Das hat leider nicht geklappt.

Gewicht am 22.10.08: 113,5kg
Gewicht am 22.10.09:  96,0kg

Macht einen Gewichtsverlust von 17,5kg.
Ziel also knapp verfehlt, aber egal. Stück für Stück und ohne ernsthafte Rückfälle gehts stets weiter Richtung Wunschfigur.
Bei Jeanshosen bin ich von Bundweite 42 zurück auf 36 geschrumpft und mich musste mich bereits 2 mal seit letztem Jahr neu einkleiden. 

Was mir jeden Tag wieder auffällt ist dieses Tolle Gefühl wieder belastbar zu sein, wieder Klimmzüge zu machen, wieder 70km MTB gefahren zu sein, spontan in die Stadt zu fahren und in jedem laden gut passende Anziehsachen zu finden.
Alles ist toll 

Danke an alle Unterstützer. 
Den ein oder anderen könnte ich nächstes Jahr vielleicht beim SKS-Cup treffen?!

Liebe Grüße,
Alex


----------



## Bergradlerin (23. Oktober 2009)

Glückwunsch! Wie Du ja weißt, habe auch ich mein erklärtes Ziel erreicht... Ich kenne das Gefühl also... Genieß es - und mach weiter!!


----------



## jan84 (23. Oktober 2009)

grüße


----------



## sun909 (27. Oktober 2009)

Respekt!

Habe das durchaus kritisch aufgrund der Rückschläge mitgelesen, aber freut mich umso sehr, dass du jetzt UHU bist 

Hoffe, es bleibt so!

grüße


----------



## Renn Maus (30. Oktober 2009)

Guten Morgen,

danke euch dreien. Es ist schön zu lesen das einen nicht alle aufgegeben hatten. 
Natürlich bleibe ich dran und werd weiter in dem Tempo abnehmen, bis ich mich wohl fühle in meiner Haut 
Ich wünsche mir mein Ziel (80-85kg, je nachdem wies ausschaut) bis zum Juni/Juli 2010 erreicht zu haben. 

Grüße,
Alex


----------



## MTB-News.de




----------



## Uphillerer (30. Oktober 2009)

Hallo Alex,

dein Thread hier ist ja nun schon recht alt. Obwohl du ja ein noch wirklich junger Mann bist, scheinst du dich ja wie ein Mittvierzigjähriger ständig mit deinem Gewicht zu plagen.  Da der Thread hier seit Jahren immer wieder aufplopppt und ich bisher nur ein stiller Mittleser war, möchte ich nun doch mal zu deinem Bild vom August diesen Jahres etwas loswerden:

Du siehst nicht wie ein Sportler aus. Meiner Meinung nach bist du (bis jetzt) auch kein Sportler.  Das hört sich erst mal gemein an, doch wer hier ein Bild von sich reinstellt, möchte - konstruktive - Kritik bekommen. Das verspreche ich dir gerne.
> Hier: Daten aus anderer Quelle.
PR #60, opened 2021-02-06
Adds an explicit zero_tangent_vector! for PowerManifold.

kellertuer:
Instead of first falling back to log, this first called zero_tangent_vector element wise.


mateuszbaran (approved):
Looks fine. Could you also bump the patch version to tag a new release?

PR #62, opened 2021-03-05
Fix power indexing for the case of empty representation_size and inte…

mateuszbaran:
This PR should replace #61 .


mateuszbaran:
There is something weird going on... I need to investigate it a bit more.

kellertuer:
Thanks for taking a look :) This looks simpler than my PR.

kellertuer (approved):

mateuszbaran:
It looks like this change breaks `Manifolds.jl`. Do we tag 0.11.0 or consider it a bugfix and immediately release a fix for `Manifolds.jl`?

kellertuer:
I would say it's a bugfix, since there was no way the `representation_size=()` cases worked with power manifolds.

Let's wait for my proper fix on `Project.toml` (I hope I found something) over on Manifolds, such that your tests and docs generation works in the sister-branch – then we should release both short after each other.

PR #63, opened 2021-03-08
Adds integrations tests workflow

### LINKED ISSUE #58: Add integration test with Manifolds
We should have an integration test with Manifolds, that is, an action that runs Manifolds's test suite using the latest changes to ManifoldsBase. This will ensure that potentially breaking changes are identified before being merged. This workflow is really nice: https://github.com/JuliaDiff/ChainRulesTestUtils.jl/pull/105

kellertuer:
Currently this integration test covers Manifolds.jl
It extends tests in time by quite a bit, but on the other hand, this package is not PR'ed that often and if so we want to be sure it does not break Manifolds.jl.

This resolves #58.

### DIFF
--- a/.github/workflows/IntegrationTest.yml
+++ b/.github/workflows/IntegrationTest.yml
@@ -1,0 +1,47 @@
+name: IntegrationTest
+on:
+  push:
+    branches: [master]
+    tags: [v*]
+  pull_request:
+
+jobs:
+  test:
+    name: ${{ matrix.package.repo }}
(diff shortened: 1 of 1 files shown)


kellertuer:
Python seems to be missing...hm.

mateuszbaran:
That's a really weird issue... maybe let's just merge it and hope it goes away soon? I have no idea what could cause that.

mateuszbaran:
Yes, having a reduced set of tests would make sense but we can leave it for later.

PR #64, opened 2021-03-23
Make distance dispatch to parent for embedded manifold

sethaxen:
Fixes part of https://github.com/JuliaManifolds/Manifolds.jl/issues/338.

### DIFF
--- a/src/EmbeddedManifold.jl
+++ b/src/EmbeddedManifold.jl
@@ -49,7 +49,7 @@ abstract type AbstractIsometricEmbeddingType <: AbstractEmbeddingType end
 """
     DefaultIsometricEmbeddingType <: AbstractIsometricEmbeddingType
 
-An isometric embedding type that acts as a default, i.e. it has no specifig properties
+An isometric embedding type that acts as a default, i.e. it has no specific properties
 beyond its isometric property.
 """
 struct DefaultIsometricEmbeddingType <: AbstractIsometricEmbeddingType end
--- a/src/EmbeddedManifold.jl
+++ b/src/EmbeddedManifold.jl
@@ -437,7 +437,7 @@ function decorator_transparent_dispatch(
     return Val(:transparent)
 end
 function decorator_transparent_dispatch(::typeof(norm), ::AbstractEmbeddedManifold, args...)
-    return Val(:intransparent)
+    return Val(:parent)
 end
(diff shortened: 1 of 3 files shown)


src/EmbeddedManifold.jl
```diff
@@ -252,6 +252,20 @@ function decorator_transparent_dispatch(
...
+function decorator_transparent_dispatch(
+    ::typeof(distance),
+    ::AbstractEmbeddedManifold,
+    args...,
+)
+    return Val(:parent)
+end
+function decorator_transparent_dispatch(
+    ::typeof(distance),
+    ::AbstractEmbeddedManifold{𝔽,<:AbstractIsometricEmbeddingType},
```
mateuszbaran, line 264: I think this should be restricted to `TransparentIsometricEmbedding`.
```suggestion
    ::AbstractEmbeddedManifold{𝔽,TransparentIsometricEmbedding},
```

sethaxen: That's interesting. `exp` and `log` both have `TransparentIsometricEmbedding` here, while `norm` has `AbstractIsometricEmbeddingType`. All three depend on the metric though. Why the different overloads for these three?

mateuszbaran: Actually, I have no idea why `norm` is `transparent` for `AbstractIsometricEmbedding`. As far as I understand it, `norm` should be `parent` for non-transparent embedding and `transparent` for transparent embedding. Maybe @kellertuer knows why it's different?

mateuszbaran: Ah, right, I was wrong. It's correct. `AbstractIsometricEmbedding` means that `inner` and `norm` can be transparently forwarded while `exp` and `log` can only be directly forwarded for `TransparentIsometricEmbedding`. That's correct. That's basically what these embedding types mean.

mateuszbaran: Still, `norm` should probably be `:parent` for `AbstractEmbeddedManifold`?

mateuszbaran: @sethaxen Why did you change it back to `<:AbstractIsometricEmbeddingType`?

sethaxen: Whoops, accident.

mateuszbaran (approved):

kellertuer (approved):

PR #65, opened 2021-04-18
introduce copyto! for points and tangent vectors.

kellertuer:
As discussed in JuliaManifolds/Manopt.jl#78 it might be beneficial to have a `copyto!` already on the manifold level.
This PR introduces that. There are a few points to check/todo.

* [ ] it it reasonable to introduce transparency? For the validation manifold, the copyto! just solves this, but for group and metric? Sure it would also just be one line unpacking the manifold, I think.
* [ ] Technically this is breaking, since the interface for the copyto! for the ValidationManifold changed – but did we use than anywhere?
* [ ] There seems to be an ambiguity in some code that I did not tough (for 1.7 this is anticipated but I also get that on 1.6 concerning the `getindex`. Should this be resolved here? The CI is running on 1.5 still anyways.
* [ ] Test coverage

### DIFF
--- a/src/ManifoldsBase.jl
+++ b/src/ManifoldsBase.jl
@@ -298,6 +298,25 @@ function check_size(M::Manifold, p, X)
     end
 end
 
+@doc raw"""
+    copyto!(M::Manifold, q, p)
+
+Copy the value(s) from `p` to `q`, where both are points on the [`Manifold`](@ref) `M`.
+This function defaults to calling `copyto!(q, p)`, but it might be useful to overwrite the
+function at the level, where also information from `M` can be accessed.
+"""
+copyto!(::Manifold, q, p) = copyto!(q, p)
+
+@doc raw"""
+    copyto!(M::Manifold, Y, X)
+
+Copy the value(s) from `X` to `Y`, where both are tangent vector from the tangent space at
+`p` on the [`Manifold`](@ref) `M`.
+This function defaults to calling `copyto!(Y, X)`, but it might be useful to overwrite the
+function at the level, where also information from `p` and `M` can be accessed.
+"""
+copyto!(::Manifold, Y, p, X) = copyto!(Y, X)
+
 """
     distance(M::Manifold, p, q)
 
--- a/src/PowerManifold.jl
+++ b/src/PowerManifold.jl
@@ -292,6 +292,38 @@ function check_tangent_vector(
     return nothing
 end
 
+@doc raw"""
+    copyto!(M::AbstractPowerManifold{𝔽,<:Manifold{𝔽},NestedPowerRepresentation}, q, p)
+
+copy the values elementwise, i.e. call `copyto!(M.manifold, b, a)` for all elements `a`and
+`b` of `p` and `q`, respectively.
+"""
+function copyto!(M::NestedPowerRepresentation, q, p)
+    rep_size = representation_size(M.manifold)
+    for i in get_iterator(M)
+        copyto!(M.manifold, _write(M, rep_size, q, i), _read(M, rep_size, p, i))
+    end
+    return q
+end
+
+@doc raw"""
+    copyto!(M::AbstractPowerManifold{𝔽,<:Manifold{𝔽},NestedPowerRepresentation}, Y, p, X)
+
+copy the values elementwise, i.e. call `copyto!(M.manifold, B, a, A)` for all elements
+`A`, `a` and `B` of `X`, `p`, and `Y`, respectively.
+"""
+function copyto!(M::NestedPowerRepresentation, Y, p, X)
+    rep_size = representation_size(M.manifold)
+    for i in get_iterator(M)
+        copyto!(
+            M.manifold,
+            _write(M, rep_size, Y, i),
+            _read(M, rep_size, p, i),
+            _read(M, rep_size, X, i),
+        )
+    end
+    return Y
+end
 
 @doc raw"""
     distance(M::AbstractPowerManifold, p, q)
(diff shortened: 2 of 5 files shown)


mateuszbaran:
> * it it reasonable to introduce transparency? For the validation manifold, the copyto! just solves this, but for group and metric? Sure it would also just be one line unpacking the manifold, I think.

Yes, I think transparency definitely makes sense for `copyto!`.

> * Technically this is breaking, since the interface for the copyto! for the ValidationManifold changed – but did we use than anywhere?

Actually I've never used `ValidationManifold`. I think it's OK to do this small change in a non-breaking release.

> * There seems to be an ambiguity in some code that I did not tough (for 1.7 this is anticipated but I also get that on 1.6 concerning the `getindex`. Should this be resolved here? The CI is running on 1.5 still anyways.

I remember there was an ambiguity with some `getindex` on a sparse matrix type. It's extremely unlikely to occur in practice IMO so we can leave that.

src/ManifoldsBase.jl
```diff
@@ -298,6 +298,25 @@ function check_size(M::Manifold, p, X)
...
+    copyto!(M::Manifold, q, p)
+
+Copy the value(s) from `p` to `q`, where both are points on the [`Manifold`](@ref) `M`.
+This function defaults to calling `copyto!(q, p)`, but it might be useful to overwrite the
+function at the level, where also information from `M` can be accessed.
+"""
+copyto!(::Manifold, q, p) = copyto!(q, p)
+
+@doc raw"""
+    copyto!(M::Manifold, Y, X)
```
mateuszbaran, line 311:
```suggestion
    copyto!(M::Manifold, Y, p, X)
```

src/ManifoldsBase.jl
```diff
@@ -298,6 +298,25 @@ function check_size(M::Manifold, p, X)
...
+
+Copy the value(s) from `X` to `Y`, where both are tangent vector from the tangent space at
```
mateuszbaran, line 313:
```suggestion
Copy the value(s) from `X` to `Y`, where both are tangent vectors from the tangent space at
```

src/PowerManifold.jl
```diff
@@ -292,6 +292,38 @@ function check_tangent_vector(
     return nothing
 end
 
+@doc raw"""
+    copyto!(M::AbstractPowerManifold{𝔽,<:Manifold{𝔽},NestedPowerRepresentation}, q, p)
+
+copy the values elementwise, i.e. call `copyto!(M.manifold, b, a)` for all elements `a`and
```
mateuszbaran, line 298:
```suggestion
Copy the values elementwise, i.e. call `copyto!(M.manifold, b, a)` for all elements `a` and
```

src/PowerManifold.jl
```diff
@@ -292,6 +292,38 @@ function check_tangent_vector(
...
+    for i in get_iterator(M)
+        copyto!(M.manifold, _write(M, rep_size, q, i), _read(M, rep_size, p, i))
+    end
+    return q
+end
+
+@doc raw"""
+    copyto!(M::AbstractPowerManifold{𝔽,<:Manifold{𝔽},NestedPowerRepresentation}, Y, p, X)
+
+copy the values elementwise, i.e. call `copyto!(M.manifold, B, a, A)` for all elements
```
mateuszbaran, line 312:
```suggestion
Copy the values elementwise, i.e. call `copyto!(M.manifold, B, a, A)` for all elements
```

src/ValidationManifold.jl
```diff
@@ -107,16 +107,16 @@ function convert(::Type{ValidationTVector{V}}, X::V) where {V<:AbstractArray{<:N
     return ValidationTVector{V}(X)
 end
 
-function copyto!(p::ValidationMPoint, q::ValidationMPoint)
-    copyto!(p.value, q.value)
+function copyto!(M::ValidationManifold, p::ValidationMPoint, q::ValidationMPoint)
+    copyto!(M.manifold, p.value, q.value)
```
mateuszbaran, line 111:
```suggestion
    copyto!(M.manifold, p.value, q.value)
```
Shouldn't this check that `q` is a correct point? Also maybe we should be consistent in argument naming with other methods and swap the names of `p` and `q`?

src/ValidationManifold.jl
```diff
@@ -107,16 +107,16 @@ function convert(::Type{ValidationTVector{V}}, X::V) where {V<:AbstractArray{<:N
...
 end
-function copyto!(p::ValidationCoTVector, q::ValidationCoTVector)
-    copyto!(p.value, q.value)
+function copyto!(M::ValidationManifold, p::ValidationCoTVector, q::ValidationCoTVector)
+    copyto!(M.manifold, p.value, q.value)
     return p
 end
-function copyto!(Y::ValidationTVector, X::ValidationTVector)
-    copyto!(Y.value, X.value)
+function copyto!(M::ValidationManifold, Y::ValidationTVector, X::ValidationTVector)
```
mateuszbaran, line 118:
```suggestion
function copyto!(M::ValidationManifold, Y::ValidationTVector, p::ValidationMPoint, X::ValidationTVector)
```

src/ValidationManifold.jl
kellertuer: Oh, naming is inconsistent here, yes.

I think it should actually check both (input p and output q) since if you are looking for errors one might be that someone did a mistake in implementing `copyto!`?

mateuszbaran: Checking the output doesn't necessarily make sense when it was just allocated. We could just check for the correct shape but we don't have any methods for that yet.
And this method also checks that someone assigns a point here, and not for example a tangent vector to a point.

kellertuer: but `copyto!` copies the values so just before `return q` is should be a valid point on the manifold.

mateuszbaran: Right, I didn't think about that. We could check that as well :slightly_smiling_face: .

mateuszbaran (approved):
I think this looks OK and could be merge when all lines are covered by tests.

kellertuer:
I will check test coverage by tonight; what do you think about the version? Minor or major increase?

mateuszbaran:
I actually think patch version increase is OK :slightly_smiling_face: (as you already did in this PR).

kellertuer:
This is a little tricky since Codecov seems broken and I can‘t see directly which lines might be missing.

mateuszbaran:
Yes, codecov indeed seems to be broken. I'm fine with merging it as-is.

kellertuer:
Cool, thanks; I will surely address the missing lines in a future PR then.

PR #68, opened 2021-05-13
Ensure norm succeeds on numerical errors in inner(...)

TimQuelch:
Due to numerical errors the inner product can sometimes return an infinitesimal negative number (e.g. -1e-26). This negative number causes the sqrt to fail with a domain error

This fix ensures that the result of the inner product of X and X is always greater than or equal to zero (which it should be by definition)


kellertuer:
Following the general idea, that we have nice default implementations, that work (flawlessly) but might not be the most efficient one (for a special manifold, where a specific one is for some reason more efficient), I think this is a very good idea.

mateuszbaran (approved):

kellertuer:
Could you just bump the version to `0.10.7`? Then we would be good to go (i.e. merge).

kellertuer (approved):

TimQuelch:
I bumped the version. I also force-pushed to reword the commit message to be more correct

PR #71, opened 2021-05-19
Improve docs of `FVector`

mateuszbaran:
Addresses this: https://github.com/JuliaManifolds/Manifolds.jl/pull/325#issuecomment-844476404


kellertuer:
Should we maybe say, how that actually can be done? I am asking because I don‘t see that directly.

mateuszbaran:
Ah, sure, I'll add that.

mateuszbaran:
I've added an example, exported `TFVector` and `CoTFVector` and added a nice `show` method for these two types.

kellertuer (approved):

PR #14, opened 2019-04-17
Warn instead of failing when a package is invalid.

TheLortex:
Even if a duniverse fork is needed, the user might be able to fetch it manually so it doesn't really make sense to stop and not downloading anything.

### DIFF
--- a/lib/opam_cmd.ml
+++ b/lib/opam_cmd.ml
@@ -209,21 +209,6 @@ let get_opam_info ~root ~pins packages =
     (fun lst elem -> lst >>= fun lst -> elem >>| fun elem -> elem :: lst)
     (Ok []) packages
 
-let package_is_valid { package; dev_repo; _ } =
-  match dev_repo with
-  | `Error msg ->
-      Logs.warn (fun l -> l "Do not know how to deal with %a: %s" pp_package package msg);
-      false
-  | `Unknown msg ->
-      Logs.warn (fun l -> l "Need a Duniverse fork for %a: %s" pp_package package msg);
-      false
-  | _ -> true
-
-let check_packages_are_valid pkgs =
-  Logs.app (fun l ->
-      l "%aEliminating dependencies that are not understood by the Duniverse." pp_header header );
-  List.filter package_is_valid pkgs
-
 let filter_duniverse_packages ~excludes pkgs =
   Logs.app (fun l ->
       l "%aFiltering out packages that are irrelevant to the Duniverse." pp_header header );
@@ -258,9 +243,7 @@ let calculate_opam ~root ~root_packages ~excludes ~pins ~branch ~remotes =
   Logs.app (fun l ->
       l "%aQuerying local opam switch for their metadata and Dune compatibility." pp_header header
   );
-  get_opam_info ~root ~pins deps >>= fun packages ->
-  let packages = check_packages_are_valid packages in
-  filter_duniverse_packages ~excludes packages >>= fun packages ->
+  get_opam_info ~root ~pins deps >>= filter_duniverse_packages ~excludes >>= fun packages ->
   Ok { packages; root_packages; excludes; pins; branch; remotes }
 
 type packages_stats = { total : int; dune : int; not_dune : entry list }
--- a/lib/opam_cmd.ml
+++ b/lib/opam_cmd.ml
@@ -212,16 +212,17 @@ let get_opam_info ~root ~pins packages =
 let package_is_valid { package; dev_repo; _ } =
   match dev_repo with
   | `Error msg ->
-      R.error_msg (Fmt.strf "Do not know how to deal with %a: %s" pp_package package msg)
+      Logs.warn (fun l -> l "Do not know how to deal with %a: %s" pp_package package msg);
+      false
   | `Unknown msg ->
-      R.error_msg (Fmt.strf "Need a Duniverse fork for %a: %s" pp_package package msg)
-  | _ -> R.ok ()
+      Logs.warn (fun l -> l "Need a Duniverse fork for %a: %s" pp_package package msg);
+      false
+  | _ -> true
 
 let check_packages_are_valid pkgs =
   Logs.app (fun l ->
-      l "%aChecking that all dependencies are understood by the Duniverse." pp_header header );
-  let rec fn = function hd :: tl -> package_is_valid hd >>= fun () -> fn tl | [] -> R.ok () in
-  fn pkgs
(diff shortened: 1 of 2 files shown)


NathanReb:
I agree with @Julow  here. I think doing so would break the behaviour of duniverse after that so it shouldn't be the default. I agree this can be useful in development so we should indeed expose a CLI flag to allow that.

Since duniverse now relies on [opam-overlays](https://github.com/dune-universe/opam-overlays) I think we should encourage people that know of such forks to open a PR there.

Another solution to keep `duniverse` in line with the actual content of the `duniverse/` directory and files would be to allow you to run some kind of `duniverse install` which would let you specify what package you want and where you want to fetch its sources from. This is not as good as having an `opam-overlays` port but at least `duniverse` would explicitly of your dependency and where to fetch it.

I'm currently working on a new spec for duniverse which includes that.

avsm:
Out of curiosity, was there a particular failure mode that made you want this feature, @TheLortex?  What were you trying to do when this missing package happened?

i.e. if its a symptom that:

- upstream released a new version (like recently with fmt) and there is no upstream dune-universe overlay 
or...
- its a broken tag inference 
or...
- its an upstream opam repository issue

TheLortex:
Maybe an option would be nice, I don't know if the error is supposed to exist in the future. What I would like is to be able to ignore errors and download as many packages as possible, and fix them by hand if needed ! 
@avsm 
It fails for `ocamlfind`, as it's classified as `Unknown`

avsm:
Aha, I think we're missing an ocamlfind in the opam-overlays... https://github.com/dune-universe/lib-findlib  (this is to install the findlib ocaml libraries used by utop)

Julow:
I think that if it fails on `ocamlfind`, it's because an other non-dune package requires it. Dunifying `ocamlfind` won't help.

TheLortex:
I agree on the fact that it won't help. 
However something I find strange is that for `ocamlfind`, it fails with `Need a Duniverse fork for ocamlfind.1.8.0: gitlab.camlcity.org` whereas for other non-dune packages, such as `ocaml-freestanding`, it's only flagged as non-dune and shows the warning message `The bad news is that you will have to fork these to the Duniverse or port them upstream` which still allows to install dune-compatible packages.

avsm:
> I think that if it fails on ocamlfind, it's because an other non-dune package requires it. Dunifying ocamlfind won't help.

It will help, since there are dependencies on these libraries in, e.g. utop:

```
findlib             (version: 1.8.0)
findlib.dynload     (version: 1.8.0)
findlib.internal    (version: 1.8.0)
findlib.top         (version: 1.8.0)
```

TheLortex:
Rebased. Regarding the `best-effort` option, I don't think it's actually relevant. For most non-dune packages, duniverse already shows a warning message and installs as much as it can. It doesn't really make sense that an `Unknown` package should trigger a hard failure.

lib/opam_cmd.ml
```diff
@@ -212,16 +212,17 @@ let get_opam_info ~root ~pins packages =
 let package_is_valid { package; dev_repo; _ } =
   match dev_repo with
   | `Error msg ->
-      R.error_msg (Fmt.strf "Do not know how to deal with %a: %s" pp_package package msg)
+      Logs.warn (fun l -> l "Do not know how to deal with %a: %s" pp_package package msg);
```
NathanReb: How about moving the logs in a different function so that we only print logs about such packages if we explicit want to instead of it being a site effect of computing this `is_valid` property?

I.e. we would have a:
```ocaml
let log_invalid_packages packages =
  List.iter
   (function
      | {dev_repo = `Error msg; _} -> ...
      | {dev_repo = `Unknown host; _ } -> ...
      | _ ->  ())
   packages
```
That we would call at the appropriate time during the command execution.

lib/opam_cmd.ml
```diff
@@ -212,16 +212,17 @@ let get_opam_info ~root ~pins packages =
...
+      false
   | `Unknown msg ->
-      R.error_msg (Fmt.strf "Need a Duniverse fork for %a: %s" pp_package package msg)
-  | _ -> R.ok ()
+      Logs.warn (fun l -> l "Need a Duniverse fork for %a: %s" pp_package package msg);
+      false
+  | _ -> true
 
 let check_packages_are_valid pkgs =
```
NathanReb: This function should probably be renamed to `filter_invalid_packages` or `filter_unsupported_packages`.

NathanReb: Might actually be worth grouping all the package filtering together in a single function. That function could then be used in #23 to determine which package should be installed through `opam`.

lib/opam_cmd.ml
TheLortex: Done

lib/opam_cmd.ml
TheLortex: Renamed the function. Yes that would be a good refactor in the future.

TheLortex:
> I'd suggest we do one step at a time though and keep failing on `Error` packages for now.

Errors are "weird github url" and "dev-repo without host", so they are roughly the same kind of error as `Unknown`, I don't see why they should cause a hard failure.
 
> Actually I think the proper way to deal with them is to remove the `Error` variant from the dev_repo type and make `classify_package` return a `(dev_repo, [> `Msg of string]) result`.

Looks like the same to me and I'm not fond of delaying PR for another refactor..

NathanReb:
> Errors are "weird github url" and "dev-repo without host", so they are roughly the same kind of error as Unknown, I don't see why they should cause a hard failure.

Have you ever encountered any of these? I'd be curious to know what kind of dev-repo URL triggers this as I feel like the proper fix would be to just improve our parsing.
I see your point about the hard failure and I guess as long they are being logged it's okay to keep going on with these.

I just realized that you're filtering those packages during the `duniverse opam` step but I believe it would be better to do it during the `duniverse lock` step so that all the opam dependencies are defined in the `opam.sxp` and only the one that can be cloned into the `duniverse` are in the `dune.sxp`. This will also better cope with #23.

Could you please move both the filtering and the logging there? Then we can merge!

TheLortex:
> Have you ever encountered any of these? I'd be curious to know what kind of dev-repo URL triggers this as I feel like the proper fix would be to just improve our parsing.

I've never encountered any of these !

> Could you please move both the filtering and the logging there? Then we can merge!

Moved in the last rebase :)

avsm:
go for it, i'll review the whole tool later. I trust your judgement :-)

PR #17, opened 2019-04-23
Setup formatting of dune and OCaml files

NathanReb:
This PR adds dune formatting of OCaml and dune files. I formatted the whole repo and added a check to the CI script.

I used the `conventional` preset profile for `ocamlformat` and added a custom `margin=100` instead of the default `margin=80`. I'm not necessarily a huge fan of the code formatting but I think the advantages of auto-formatting greatly overcomes the style considerations.

Let me know what you think!


avsm:
wfm!

Julow:
This was merged fast !

The original code was closer to the `default` profile than `conventional`. But using more conventional formatting is good too.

Du hast einen fetten Ranzen. OK. Den kann man weg trainieren. Bei 2.500 KM auf dem Bike ohne Höhenmeter passiert erst einmal gar nichts. Du bist 1.000 Km bis August 09 gelaufen. Wirklich? Kann man an deinem Körper nicht sehen. Eiche einfach noch mal deinen Trittfrequenz-Sensor. Wenn der passen sollte, isst du eindeutig zu *viel *oder zu fett.  Ich möchte mich nicht über deine Nahrungsaufnahme unterhalten. Braucht man auch gar nicht. Esse einfach weiter wie bisher. Diäten sind Schwachsinn. Ausnahme Alkohol. 1 mal die Woche reicht. Und dann nicht Liter-weise. 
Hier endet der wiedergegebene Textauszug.